MicroRNA Signatures in Malignant Pleural Mesothelioma Effusions

1Institute for Respiratory Health and Centre for Respiratory Health, School of Biomedical Sciences, University of Western Australia, Nedlands, WA 6009, Australia
2Centre for Cell Therapy and Regenerative Medicine, School of Biomedical Sciences, University of Western Australia and Harry Perkins Institute of Medical Research, Nedlands, WA 6009, Australia
3Occupational Respiratory Epidemiology, School of Population and Global Health, University of Western Australia, Crawley, WA 6009, Australia
4Department of Respiratory Medicine, Sir Charles Gairdner Hospital, Nedlands, WA 6009, Australia
5Telethon Kids Institute and Centre for Child Health Research, University of Western Australia, Nedlands, WA 6009, Australia
6School of Biomedical Sciences, University of Western Australia, and Pathwest Laboratory Medicine, QEII Medical Centre, Nedlands, WA 6009, Australia
7Pathwest Laboratory Medicine WA, QEII Medical Centre, Monash Avenue, Nedlands, WA 6009, Australia
8Medical School, QEII Medical Centre, University of Western Australia, Nedlands, WA 6009, Australia

Correspondence should be addressed to Steven E. Mutsaers; ua.ude.awu@sreastum.nevets

Received 20 November 2018; Revised 28 May 2019; Accepted 17 July 2019; Published 31 July 2019

Academic Editor: Rudy Foddis

Copyright © 2019 Kimberly A. Birnie et al.
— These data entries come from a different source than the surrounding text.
PR #2031, opened 2019-09-20
[12.0][FIX] sale_timesheet: Set qty_delivered_method

pedrobaeza:
Value 'timesheet' is added by sale_timesheet module, and the field is new on v12 and thus, the sale.order.line records that qualify for it don't have proper value. We fill it by SQL here for avoiding to trigger other dependent computed fields.

cc @Tecnativa

### DIFF
--- a/addons/sale/migrations/12.0.1.1/post-migration.py
+++ b/addons/sale/migrations/12.0.1.1/post-migration.py
@@ -51,7 +51,7 @@ def fill_sale_order_line_qty_delivered_method(cr):
             SET qty_delivered_method = 'stock_move'
             FROM product_product pp
             LEFT JOIN product_template pt ON pp.product_tmpl_id = pt.id
-            WHERE sol.product_id = pp.id AND NOT sol.is_expense
+            WHERE sol.product_id = pp.id AND sol.is_expense IS NOT TRUE
                 AND pt.type IN ('consu', 'product')
             """
         )
@@ -62,7 +62,7 @@ def fill_sale_order_line_qty_delivered_method(cr):
         SET qty_delivered_method = 'timesheet'
         FROM product_product pp
         LEFT JOIN product_template pt ON pp.product_tmpl_id = pt.id
-        WHERE sol.product_id = pp.id AND NOT sol.is_expense
+        WHERE sol.product_id = pp.id AND sol.is_expense IS NOT TRUE
             AND pt.type = 'service' AND pt.service_type = 'timesheet'
         """
     )
--- a/addons/sale_timesheet/migrations/12.0.1.0/openupgrade_analysis_work.txt
+++ b/addons/sale_timesheet/migrations/12.0.1.0/openupgrade_analysis_work.txt
@@ -19,8 +19,10 @@ sale_timesheet / project.sale.line.employee.map / sale_line_id (many2one)       
 sale_timesheet / project.task             / billable_type (selection)     : NEW selection_keys: ['employee_rate', 'no', 'task_rate']
 sale_timesheet / project.task             / sale_order_id (many2one)      : NEW relation: sale.order
 sale_timesheet / sale.order.line          / project_id (many2one)         : NEW relation: project.project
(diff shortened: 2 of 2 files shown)


carlosdauden (approved):

MiquelRForgeFlow (commented):
What about https://github.com/OCA/OpenUpgrade/blob/12.0/addons/sale/migrations/12.0.1.1/post-migration.py#L58L68?

pedrobaeza:
Well, it's not working... but I didn't remember that the other part exists. The only thing I can say is that this works now. We can remove that part if you want.

MiquelRForgeFlow:
Can you check **why** the other part doesn't work but this works? Also, can you check if the sale_stock part (qty_delivered_method = 'stock_move') also doesn't work if we need to do a similar like this?

pedrobaeza:
I'm not able to investigate it right now.

rafaelbn (approved):
:+1:

sergiocorato:
~Travis is green even if there is an errore [here](https://travis-ci.org/OCA/OpenUpgrade/builds/587449666#L3772) (I found it because in my fork it was [red](https://travis-ci.com/sergiocorato/OpenUpgrade/jobs/248185451#L3608))~ (not relevant)

StefanRijnhart:
Given that it's the exact same query, it seems dubious that the new version works whereas the existing version does not. I'm suspecting the criterium on `NOT sol.expense` which works for values that are SQL FALSE but not for SQL NULL (and note that false values are indeed left to NULL here: https://github.com/OCA/OpenUpgrade/blob/12.0/addons/sale/migrations/12.0.1.1/post-migration.py#L22-L27) May I suggest to replace with `sol.expense IS NOT TRUE` in either version to see if that works?

MiquelRForgeFlow:
Oh, I think you may have a point @StefanRijnhart

pedrobaeza:
I don't get that. What I know is that having the code in this PR, I get this working, and previously it wasn't, so how can it be that with what you are talking about the `is_expense` = NULL?

StefanRijnhart:
Just a hypothesis based on what I gather from the code. I'll have time to investigate later this week.

StefanRijnhart:
As much as I hate to say that I was right ;-) This PR does not fix the problem. It does not set the qty_delivered_method on any line until I modify the query from `NOT is_expense` to `is_expense IS NOT TRUE`. Compare the number of affected rows in both variants:

```
2019-12-20 12:34:57,076 9024 INFO sale_timesheet11 OpenUpgrade: sale_timesheet: post-migration script called with version 11.0.1.0
2019-12-20 12:34:57,077 9024 DEBUG sale_timesheet11 OpenUpgrade: 0 rows affected after 0:00:00.000678 running
        UPDATE sale_order_line sol
        SET qty_delivered_method = 'timesheet'
        FROM product_product pp,
            product_template pt
        WHERE pp.id = sol.product_id
            AND pt.id = pp.product_tmpl_id
            AND NOT sol.is_expense
            AND pt.type = 'service'
            AND pt.service_type = 'timesheet'
```

```
2019-12-20 12:37:09,452 9413 INFO sale_timesheet11 OpenUpgrade: sale_timesheet: post-migration script called with version 11.0.1.0
2019-12-20 12:37:09,454 9413 DEBUG sale_timesheet11 OpenUpgrade: 6 rows affected after 0:00:00.000935 running
        UPDATE sale_order_line sol
        SET qty_delivered_method = 'timesheet'
        FROM product_product pp,
            product_template pt
        WHERE pp.id = sol.product_id
            AND pt.id = pp.product_tmpl_id
            AND sol.is_expense IS NOT TRUE
            AND pt.type = 'service'
            AND pt.service_type = 'timesheet'
```

I suggest you fix the query in https://github.com/OCA/OpenUpgrade/blob/12.0/addons/sale/migrations/12.0.1.1/post-migration.py#L65 instead of adding this new query.

pedrobaeza:
@StefanRijnhart better to be right now in PR phase than later! Thanks for hunting down the problem. I have adapted the code to what you point, so now it should be good.

StefanRijnhart (approved):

This is an open access article distributed under the Creative Commons Attribution License, which permits unrestricted use, distribution, and reproduction in any medium, provided the original work is properly cited.

Abstract

Malignant pleural mesothelioma (MPM) is an incurable cancer of the pleura that can be difficult to diagnose. Biomarkers for an easier and/or earlier diagnosis are needed. Approximately 90% of MPM patients develop a pleural effusion (PE). PEs are ideal sources of biomarkers as the fluid would almost always require drainage for diagnostic and/or therapeutic reasons. However, differentiating MPM PE from PE caused by other diseases can be challenging. MicroRNAs are popular biomarkers given their stable expression in tissue and fluid. MicroRNAs have been analysed in PE cytology samples for the diagnosis of MPM but have not been measured in frozen/fresh PE. We hypothesise that microRNAs expressed in PE are biomarkers for MPM. TaqMan OpenArray was used to analyse over 700 microRNAs in PE cells and supernatants from 26 MPMs and 21 other PE-causing diseases. In PE cells, combining miR-143, miR-210, and miR-200c could differentiate MPM with an area under the curve (AUC) of 0.92. The three-microRNA signature could also discriminate MPM from a further 40 adenocarcinomas with an AUC of 0.9887. These results suggest that the expression of miR-143, miR-210, and miR-200c in PE cells might provide a signature for diagnosing MPM.